Security Notification for CCleaner v5.33.6162 and CCleaner Cloud v1.07.3191 for 32-bit Windows users

It appears when we installed a later version, it deleted the infection if we had it. I have been running the paid pro version for years. I didn't see any suspicious
things happening during Aug 15th from either Appguard or Voodooshield. I run Win 10 64 bit and latest insider update.

 

"Affected systems need to be restored to a state before August 15, 2017 or reinstalled"
it's a lot , today is 18 September
at they could release a tool to clean up this malware
are we sure antivirus like eset dected it?
at least malwarebyte should detect it or?
thanks

 

Hi.
Which antivirus detect malware?
TH.

 

Home machine restored to a date prior to August 15th. Also is now uninstalled for good.

Any good alternatives?

 

I read somewhere that Clamwin is the only one, but I don't know if is true.

 

+ Immunet

 

Ya, I too didn't see nothing from AppGuard and Comodo FW: I only would to be sure that nothing remained in my pc after 5.34 v. installing: it's only for I'm a bit paranoid for hobby

 

Someone running x64 Win over on Eset forum just found the malware on his device - Eset now has a sig for it. So it just isn't 32 bit OS's that are affected.

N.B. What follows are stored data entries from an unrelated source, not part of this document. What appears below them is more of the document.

PR #1482, opened 2019-01-18
ZVISION: Boost volume for MPEG cutscenes

eriktorbjorn:
The high-resolution videos play back at much lower volume than the original ones. This adds hard-coded values for how much to amplify each cutscene. It's all done by ear, and it does introduce some
clipping, but I think it should be acceptable. 

Of course, it could also be a problem with the audio decoder, so this may be the wrong approach entirely.

### DIFF
--- a/engines/zvision/video/video.cpp
+++ b/engines/zvision/video/video.cpp
@@ -50,96 +50,7 @@ Video::VideoDecoder *ZVision::loadAnimation(const Common::String &fileName) {
 		animation = new ZorkAVIDecoder();
 #if defined(USE_MPEG2) && defined(USE_A52)
 	else if (tmpFileName.hasSuffix(".vob")) {
-		// For some reason, we get much lower volume in the hi-res
-		// videos than in the low-res ones. So we artificially boost
-		// the volume here. This is an approximation, but I've tried
-		// to match the old volumes reasonably well.
-		//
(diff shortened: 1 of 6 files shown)


eriktorbjorn:
I forgot to mention that this is in response to my own bug report #10862, "AUDIO: AC3 volume seems too low".

eriktorbjorn:
> What are your thoughts on variable change from decibel to gain_dB?

I don't have any strong opinions for or against. At least not at the moment.

engines/zvision/video/video.cpp
```diff
@@ -49,8 +49,99 @@ Video::VideoDecoder *ZVision::loadAnimation(const Common::String &fileName) {
...
+		} else if (tmpFileName == "g000d981.vob") {
+			// The Enterprise logo. Has no low-res version. Its
+			// volume is louder than the other logo animations.
+			amplification = 6.2;
+		} else if (tmpFileName.hasPrefix("g000d")) {
+			// The Dolby Digital and Activision logos. They have no
+			// low-res versions, but I've used the low-resolution
+			// Activision logo (slightly different) as reference.
+			amplification = 8.5;
+		}
```
bluegr: IMHO, this code block that decides the amplification for each video should be moved into a separate function

bluegr:
Well done! I believe this is good for now, since no other engine is using the AC3 decoder

PR #2339, opened 2020-06-20
AGI: Apple2GS: Add `Speed` menu and commands

ZvikaZ:
Following the suggestion at https://bugs.scummvm.org/ticket/7026, added a `Speed` menu to Apple2GS AGI games.
This menu is configurable, and can be disabled.
The speed can also be changed by text parser commands.
`Normal` speed is as before, with the speed set by the apple2gs workaround mechanism that was added in the past to solve sound issues.
Other speeds are used only if there isn't a specific workaround speed for that room.

Edit
====
It's disabled by default.


sev-:
Cool stuff!

PR #2341, opened 2020-06-21
MIDI: Fix _gsBank init and bad if statement

NMIError:
Fixes a missing variable initialization and unnecessary if statement introduced by 
my latest KYRA changes.


athrxx:
Thanks for that :)

PR #2343, opened 2020-06-22
Glk tts implementation

criezy:
This is a first pass at implementing TTS for the Glk Engine.

There are some issues remaining. For example I have noted:
- There is no tts flush done for the text in `GlkAPI::glk_exit` and has a result it is not spoken.
- There is no tts flush done for the introductory text at the start of Beyond Zork, and as a result it is not spoken. This can be partially solved by doing an automatic flush on new line characters (see commented out code in speech.cpp).
- The text in the top half of the window for Adventureland is not spoken. This does not appear to be using a `TextBufferWindow`?
- Zork zero uses drawing for the first letter of some sentences, and as a result the spoken text is missing that first letter.
- Pausing the engine to show the GMM interrupts the current speech, and it is not resumed when closing the GMM.

And that is only one the three games I have tested. Any hint on how to best solve some of those would be great.

Also I have not tested any game that have multiple `TextBufferWindow`, so commit 30a1f5b is purely speculative. Any suggestion on which game I could test?

But at least this is a start.


dreammaster:
Excellent work on the pull request

My comments, in no particular order:
* The first commit for "Glk: Simplify SpeechManager" needs GLK in uppercase
* There's conflicts in engines/glk/detection.* that need to be resolved
* Engine change for pop tts looks good, but the prefix should be "ENGINES"
* You currently only initialize TTS for text buffer windows. If we want to speak any text printed in the top/status bar areas, it would need to be done likewise for TextGridWindow as well.

> There is no tts flush done for the text in GlkAPI::glk_exit and has a result it is not spoken.
Is this something that we could easily add in, I presume?

> There is no tts flush done for the introductory text at the start of Beyond Zork, and as a result it is not spoken. This can be partially solved by doing an automatic flush on new line characters (see commented out code in speech.cpp).
That could work, as long as there aren't any issues with any of the earlier games putting line breaks in the middle of sentences.

> The text in the top half of the window for Adventureland is not spoken. This does not appear to be using a TextBufferWindow?
Right, uses a TextGridWindow, as do many of the other games for their status bar line. TextGridWindow is very similarly to TextBufferWindow except that it's for fixed width text. So it's good for such things. It also allows for text input, but none of the sub-engines currently use it for anything else than display.

Zork zero uses drawing for>  the first letter of some sentences, and as a result the spoken text is missing that first letter.
Yeh, Zork Zero is a mess in that regard. I remember from when I was spending way too much time on it, that I noticed the game has special scripts for when transcripts are turned on to actually output the correct character to the output file. Maybe an option to be looked into in the future could be to hook up the ZCode transcript output to tts rather than the screen text display. But given that I plan to eventually dump all the current Frotz code, any changes like should be kept on the backburner.

> Pausing the engine to show the GMM interrupts the current speech, and it is not resumed when closing the GMM.
Not too big an issue in my opinion.

criezy:
Thank you. I rebased the code and fixed the two commit messages.
I will take a look at the TextGridWindow over the weekend.

criezy:
@dreammaster I pushed a few more commits, including one that implements TTS for the `TextGridWindow`, and rebased all the commits. It seems to work quite well now with the few games I tried. Are you OK if we merge the PR now or do you want more changes to be made?

dreammaster:
I'd say go ahead and merge the PR now.

criezy:
I tested this with about 10 different games, although I only played a few minutes of each, and after another minor change this seems to work quite well (at least on macOS). I will merge this now. Any further improvements can be done directly in master.

PR #2344, opened 2020-06-22
DIRECTOR: Move flag loading to casts itself for D4.

rvanlaar:
unk1 in loadCastDataVWCR is probably a flag, based on D4Player.
https://github.com/renaldobf/D4Player/blob/master/src/director/cast.c#L90


engines/director/cast.cpp
```diff
@@ -79,6 +79,7 @@ BitmapCast::BitmapCast(Common::ReadStreamEndian &stream, uint32 castTag, uint16
 		if (_pitch % 16)
 			_pitch += 16 - (_initialRect.width() % 16);
 	} else if (version == 4) {
+		_flags = stream.readByte();
```
sev-, line 82: when you move it further, does it mean that pitch is now read from this byte?

sev-:
Thanks!

PR #2345, opened 2020-06-23
WINTERMUTE: Theora and BaseFileManager::hasFile residualvm fixes

GunnarBirke:
Some things that popped up during implementing the WIntermute 3D port in ResidualVM.

The theora video player should use the appropriate factory method to create a surface instead of constructing it directly.

The file manager changes forward to backward slashes when opening files from a dcp package. However, when it's only looking for a file, slashes are not flipped, which is inconsistent and causes bugs in Alpha Polaris.


sev-:
Thanks!

PR #2347, opened 2020-06-24
WINTERMUTE: Remove some comments for better ResidualVM base

lolbot-iichan:


engines/wintermute/ad/ad_scene.cpp
```diff
@@ -1116,16 +1116,14 @@ bool AdScene::display() {
 //////////////////////////////////////////////////////////////////////////
 bool AdScene::updateFreeObjects() {
 	AdGame *adGame = (AdGame *)_gameRef;
-	// 3D-code removed
-	// bool is3DSet;
+	bool is3DSet = false;
```
mgerhardy, line 1119: This would produce a warning about unused variable, no?

lolbot-iichan: Well, yes. But @aquadran and @GunnarBirke were going to use this variable anyway.

lolbot-iichan: Discussed with @aquadran, removing this line.

PR #2351, opened 2020-06-28
DEVTOOLS: Unhardcode scummvm-name in create_project for XCode.

somaen:
The existing code broke create_project in ResidualVM, as
the loop that creates the actual build configurations
generated the hash from the actual object name, which
for ResidualVM would be XCConfigurationList_residualvm.

The same logic was not applied when generating the reference,
as that would use the hardcoded name XCConfigurationList_scummvm.

This patch makes a minimal fix for that, by using the
PROJECT_NAME define instead of the hardcoded name.


sev-:
Makes sense.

Also Cisco recommends the following if the malware is found which I concur with:

https://blogs.cisco.com/security/talos/ccleanup-a-vast-number-of-machines-at-risk

 

Search the following hash on VT:

Code:

6f7840c77f99049d788155c1351e1560b62b8ad18ad0e9adda8218b9f432f0a9

Webroot, Clamwin, ...
The detection ratio seems to rise.

 

Wondering if 5.34 deleted HKLM\SOFTWARE\Piriform\Agomo. If so, because CC Cleaner installs both 32X and 64X versions, might not know for sure if you were exposed.

Still wondering if you had to actually run the 32X version for it to have installed the malware.

 

hi
eset detects it malware but from 16099 , in short released today

 

https://techcrunch.com/2017/09/18/avast-reckons-ccleaner-malware-infected-2-27m-users/

 

Thanks. Gonna detach my laptop's hdd and do an offline scan on another machine, grrr.
Think there are more chances to detect (and remove if possible) the malware this way.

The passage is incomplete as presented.